I got mine (Katera) mostly for antelope hunting. The speed goat, at least when spot and stalk hunting, is often engaged at longer distances. Sometimes there isn't time to use the rangefinder, or you range the animal and it moves a little before you get the shot off. But for larger game, the heavier arrows can be propelled to some pretty hefty levels of KE with a faster bow. So far, the only down side I have seen is that the Katera is just a tad bit louder than my Vectrix.


----------



## sawtoothscream (Apr 19, 2008)

because i have a short dl and only pull 60#. most bows are slow at my dl so i wanted more speed for more ke and momentum at my dl. rytera alien x is smooth, fast and holds amazing and i can shoot the bow better than my 7 year old slow bow. gives me more confidence when im drawing on a animal knowing i have more power.
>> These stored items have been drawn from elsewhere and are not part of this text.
PR #1602, opened 2017-05-22
CA-220047: Show proper precheck error when a VM cannot be migrated

GaborApatiNagy:
Detect both VM_LACKS_FEATURE and VM_LACKS_FEATURE_SUSPEND, show proper error message on the pre-check page in the Install Updates Wizard

### DIFF
--- a/XenAdmin/Diagnostics/Checks/AssertCanEvacuateCheck.cs
+++ b/XenAdmin/Diagnostics/Checks/AssertCanEvacuateCheck.cs
@@ -180,10 +180,10 @@ namespace XenAdmin.Diagnostics.Checks
                         return new NoPVDrivers(this, vm);
 
                     case Failure.VM_LACKS_FEATURE:
-                        return new CannotMigrateVM(this, vm, CannotMigrateVM.CannotMigrateVMReason.LacksFeature);
+                        return new CannotMigrateVM(this, vm, GetMoreSpecificReasonForCannotMigrateVm(vm, CannotMigrateVM.CannotMigrateVMReason.CannotMigrateVm));
 
                     case Failure.VM_LACKS_FEATURE_SUSPEND:
-                        return new CannotMigrateVM(this, vm, CannotMigrateVM.CannotMigrateVMReason.LacksFeatureSuspend);
+                        return new CannotMigrateVM(this, vm, GetMoreSpecificReasonForCannotMigrateVm(vm, CannotMigrateVM.CannotMigrateVMReason.LacksFeatureSuspend));
 
                     case "VM_OLD_PV_DRIVERS":
                         return new PVDriversOutOfDate(this, vm);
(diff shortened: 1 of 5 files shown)


XenAdmin/Diagnostics/Checks/AssertCanEvacuateCheck.cs
```diff
@@ -184,6 +184,22 @@ private Problem GetProblem(IXenConnection connection, XenRef<VM> vmRef, string[]
 
                         return new NoPVDrivers(this, vm);
 
+                    case Failure.VM_LACKS_FEATURE:
+                        vm = connection.Resolve<VM>(vmRef);
```
kc284: These lines that resolve the vm and throw exception if null are repeated through each case. Can we move them before the switch block, e.g.
```
VM vm = connection.Resolve<VM>(vmRef);
if (vm == null)
    throw new NullReferenceException(exception[0]);
```

XenModel/Messages.resx
```diff
@@ -11627,6 +11627,9 @@ Check your settings and try again.</value>
   <data name="UPDATES_WIZARD_CANNOT_MIGRATE_VM_LICENSE_REASON" xml:space="preserve">
     <value>Cannot migrate VM '{0}' due to license restrictions.</value>
   </data>
+  <data name="UPDATES_WIZARD_CANNOT_MIGRATE_VM_SUSPEND_REASON" xml:space="preserve">
+    <value>Cannot migrate VM '{0}', because it lacks the ability to suspend. Please ensure it has up-to-date drivers installed.</value>
```
kc284: Although intransitive usage of "suspend" does exist, I think transitive usage is more correct in this context. I would write simply "Cannot migrate VM '{0}', because it cannot be suspended. Please etc."

MihaelaStoica: Also, the second part of the message ("Please ensure it has up-to-date drivers installed") suggests that installing the drivers will fix the problem, but at the same time we offer "Shut down" as the solution, which is confusing.

XenAdmin/Diagnostics/Checks/AssertCanEvacuateCheck.cs
GaborApatiNagy: I see your point, I agree that would be better, but I think that shouldn't be part of a bugfix as it wouldn't be the minimal code change anymore - I only followed the existing pattern to avoid refactoring as much as possible.  Also, please note that the VM is not being resolved in the default case whereas it would be otherwise. 

I'd suggest we leave this as is (as part of this bugfix).

kc284: I see what you're saying regarding the default case, but I think resolving should be the first check because is it meaningful to have a VM problem without a resolved VM?
Beyond this, I think this method is somewhat inefficient because it throws exceptions only to catch, log, and rethrow them, and it could be written in a better way. Is this is a general trunk quality bug? If so, we could do some refactoring.

XenModel/Messages.resx
stephen-turner: Suggestion. If it doesn't have tools, say "Cannot migrate VM '{0}', because it doesn't have up-to-date drivers installed" (but continue to offer shut down as the resolution). If it does have tools, but still can't migrate, say just "Cannot migrate VM '{0}'".

XenAdmin/Diagnostics/Checks/AssertCanEvacuateCheck.cs
```diff
@@ -253,6 +229,25 @@ private Problem GetProblem(IXenConnection connection, XenRef<VM> vmRef, string[]
             }
         }
 
+        private static CannotMigrateVM.CannotMigrateVMReason GetMoreSpecificReasonForCannotMigrateVm(VM vm, CannotMigrateVM.CannotMigrateVMReason reason)
+        {
+            var gm = vm.Connection.Resolve(vm.guest_metrics);
```
kc284: This could go into the first if block to avoid resolving unecessarily, even if it's not an expensive operation, but it's ok, you don't have to change it.

kc284:
Looks ok to me.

so i put faster is better. since i could shoot it easy and the speed made it better for me.


----------



## fatboy84 (Dec 12, 2006)

I had lost interest in bowhunting and hadn't bowhunted for over 5 years....I wanted to get back into it and my old PSE was about 10 years old.


Decided I wanted to stoke the fire so i bought an 05 Allegiance. Much faster and flatter shooting than my old PSE F2 Maxis.

So.... I bought faster because of choices available.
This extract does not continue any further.